Task details:
The answer must consist of each line below that contains the word "lists", copied in full.

Provided material:
PR #2625, opened 2019-09-19
Fix updateSelectizeInput(), fixes #2624

### LINKED ISSUE #2624: Regression in selectizeInput handling of nested lists
Nested lists not handled correctly anymore. Minimal repro is here, both select inputs should have the same choices:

Solved exercise:
### LINKED ISSUE #2624: Regression in selectizeInput handling of nested lists
Nested lists not handled correctly anymore. Minimal repro is here, both select inputs should have the same choices:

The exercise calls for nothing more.